Goal of the exercise: Scan the data. Collect each line that contains the word "Refactor".

Data provided:

------------

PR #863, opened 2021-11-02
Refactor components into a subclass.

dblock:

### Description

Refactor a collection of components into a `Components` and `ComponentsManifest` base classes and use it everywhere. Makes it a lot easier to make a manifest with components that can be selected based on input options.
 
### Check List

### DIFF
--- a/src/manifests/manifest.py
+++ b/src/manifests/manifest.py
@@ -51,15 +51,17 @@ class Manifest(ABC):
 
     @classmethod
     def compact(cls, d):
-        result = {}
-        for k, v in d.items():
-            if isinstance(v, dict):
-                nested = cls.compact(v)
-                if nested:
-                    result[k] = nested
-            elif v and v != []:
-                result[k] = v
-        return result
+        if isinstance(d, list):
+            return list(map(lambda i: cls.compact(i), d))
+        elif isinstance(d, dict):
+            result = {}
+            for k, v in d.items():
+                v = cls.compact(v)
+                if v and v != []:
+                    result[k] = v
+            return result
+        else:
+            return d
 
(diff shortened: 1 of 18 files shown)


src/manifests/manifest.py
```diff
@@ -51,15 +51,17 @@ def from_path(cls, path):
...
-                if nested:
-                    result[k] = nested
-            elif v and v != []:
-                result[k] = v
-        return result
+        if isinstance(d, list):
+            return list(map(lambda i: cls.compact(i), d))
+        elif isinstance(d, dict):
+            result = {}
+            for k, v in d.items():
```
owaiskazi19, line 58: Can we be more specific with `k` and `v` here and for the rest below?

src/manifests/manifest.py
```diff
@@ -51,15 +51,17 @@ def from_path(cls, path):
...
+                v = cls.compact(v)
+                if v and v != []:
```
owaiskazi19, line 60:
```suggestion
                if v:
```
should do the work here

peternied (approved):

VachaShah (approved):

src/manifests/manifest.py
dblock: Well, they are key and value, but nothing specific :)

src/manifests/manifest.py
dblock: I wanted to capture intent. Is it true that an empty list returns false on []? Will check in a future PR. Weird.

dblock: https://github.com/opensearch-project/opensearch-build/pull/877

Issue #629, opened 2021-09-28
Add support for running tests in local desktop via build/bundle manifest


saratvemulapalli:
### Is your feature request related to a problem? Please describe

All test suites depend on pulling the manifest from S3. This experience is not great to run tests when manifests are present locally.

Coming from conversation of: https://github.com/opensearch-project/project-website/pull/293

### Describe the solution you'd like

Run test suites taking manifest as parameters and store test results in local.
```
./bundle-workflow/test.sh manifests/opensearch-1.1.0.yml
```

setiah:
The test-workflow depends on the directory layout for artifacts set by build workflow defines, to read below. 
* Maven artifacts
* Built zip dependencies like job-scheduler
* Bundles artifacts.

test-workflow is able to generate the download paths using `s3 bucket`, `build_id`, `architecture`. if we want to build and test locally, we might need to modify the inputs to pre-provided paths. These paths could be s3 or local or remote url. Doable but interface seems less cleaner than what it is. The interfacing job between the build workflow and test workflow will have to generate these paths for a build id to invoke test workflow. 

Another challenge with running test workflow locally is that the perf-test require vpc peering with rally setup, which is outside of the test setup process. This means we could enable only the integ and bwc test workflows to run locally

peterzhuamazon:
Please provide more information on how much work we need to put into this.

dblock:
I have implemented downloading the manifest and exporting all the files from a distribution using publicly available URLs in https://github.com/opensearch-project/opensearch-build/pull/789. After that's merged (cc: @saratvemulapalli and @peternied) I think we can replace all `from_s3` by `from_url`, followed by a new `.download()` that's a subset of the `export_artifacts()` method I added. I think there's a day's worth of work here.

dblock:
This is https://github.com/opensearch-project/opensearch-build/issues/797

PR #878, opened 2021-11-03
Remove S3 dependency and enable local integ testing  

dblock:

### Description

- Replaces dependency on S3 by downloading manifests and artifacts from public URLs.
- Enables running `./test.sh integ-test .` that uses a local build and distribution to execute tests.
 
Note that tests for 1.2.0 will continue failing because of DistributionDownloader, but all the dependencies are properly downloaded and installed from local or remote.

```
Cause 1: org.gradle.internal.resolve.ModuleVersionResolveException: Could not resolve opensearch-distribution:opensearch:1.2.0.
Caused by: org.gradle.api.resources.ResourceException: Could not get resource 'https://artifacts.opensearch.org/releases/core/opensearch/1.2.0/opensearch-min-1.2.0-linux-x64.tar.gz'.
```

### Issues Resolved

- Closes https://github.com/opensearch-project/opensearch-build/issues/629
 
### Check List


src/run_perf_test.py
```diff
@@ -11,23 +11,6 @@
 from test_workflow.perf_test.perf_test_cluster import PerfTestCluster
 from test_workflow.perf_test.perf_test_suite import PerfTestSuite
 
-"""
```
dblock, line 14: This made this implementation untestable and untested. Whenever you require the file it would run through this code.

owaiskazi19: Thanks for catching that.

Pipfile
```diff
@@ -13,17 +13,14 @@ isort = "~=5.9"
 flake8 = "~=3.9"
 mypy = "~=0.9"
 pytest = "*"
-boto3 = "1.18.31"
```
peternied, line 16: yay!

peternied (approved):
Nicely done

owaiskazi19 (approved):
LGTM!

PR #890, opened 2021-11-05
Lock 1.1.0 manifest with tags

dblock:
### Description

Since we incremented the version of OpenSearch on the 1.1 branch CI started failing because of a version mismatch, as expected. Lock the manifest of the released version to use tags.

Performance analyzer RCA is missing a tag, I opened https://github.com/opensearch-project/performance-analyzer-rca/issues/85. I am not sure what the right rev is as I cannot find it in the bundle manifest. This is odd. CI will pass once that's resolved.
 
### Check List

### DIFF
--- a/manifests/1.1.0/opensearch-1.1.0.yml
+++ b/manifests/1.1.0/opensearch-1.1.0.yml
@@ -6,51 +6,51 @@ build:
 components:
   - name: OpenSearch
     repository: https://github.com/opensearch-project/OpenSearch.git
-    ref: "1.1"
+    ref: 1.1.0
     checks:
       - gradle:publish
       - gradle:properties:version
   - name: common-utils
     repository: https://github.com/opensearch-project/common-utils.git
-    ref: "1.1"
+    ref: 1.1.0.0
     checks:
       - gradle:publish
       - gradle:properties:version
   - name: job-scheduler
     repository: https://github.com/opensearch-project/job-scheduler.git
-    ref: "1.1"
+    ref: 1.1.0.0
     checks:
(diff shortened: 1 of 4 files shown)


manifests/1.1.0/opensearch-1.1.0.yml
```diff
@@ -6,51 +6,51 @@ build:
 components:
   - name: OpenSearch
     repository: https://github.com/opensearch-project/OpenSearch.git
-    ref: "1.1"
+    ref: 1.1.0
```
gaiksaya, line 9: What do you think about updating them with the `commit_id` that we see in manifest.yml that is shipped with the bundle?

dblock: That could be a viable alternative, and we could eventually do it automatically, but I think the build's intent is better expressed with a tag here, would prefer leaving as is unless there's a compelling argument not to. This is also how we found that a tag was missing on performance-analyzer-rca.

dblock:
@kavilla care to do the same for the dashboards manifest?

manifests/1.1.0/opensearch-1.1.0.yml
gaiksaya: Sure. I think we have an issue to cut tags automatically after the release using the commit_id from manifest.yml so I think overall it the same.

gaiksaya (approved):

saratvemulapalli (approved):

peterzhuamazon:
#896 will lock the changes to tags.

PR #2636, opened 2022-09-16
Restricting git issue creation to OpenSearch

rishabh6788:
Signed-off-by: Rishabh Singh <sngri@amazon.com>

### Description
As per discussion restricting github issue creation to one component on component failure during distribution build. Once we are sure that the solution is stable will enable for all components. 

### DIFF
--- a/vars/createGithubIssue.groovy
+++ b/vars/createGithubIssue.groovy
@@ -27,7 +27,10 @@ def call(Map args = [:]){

------------

Reply:
Refactor components into a subclass.
Refactor a collection of components into a `Components` and `ComponentsManifest` base classes and use it everywhere. Makes it a lot easier to make a manifest with components that can be selected based on input options.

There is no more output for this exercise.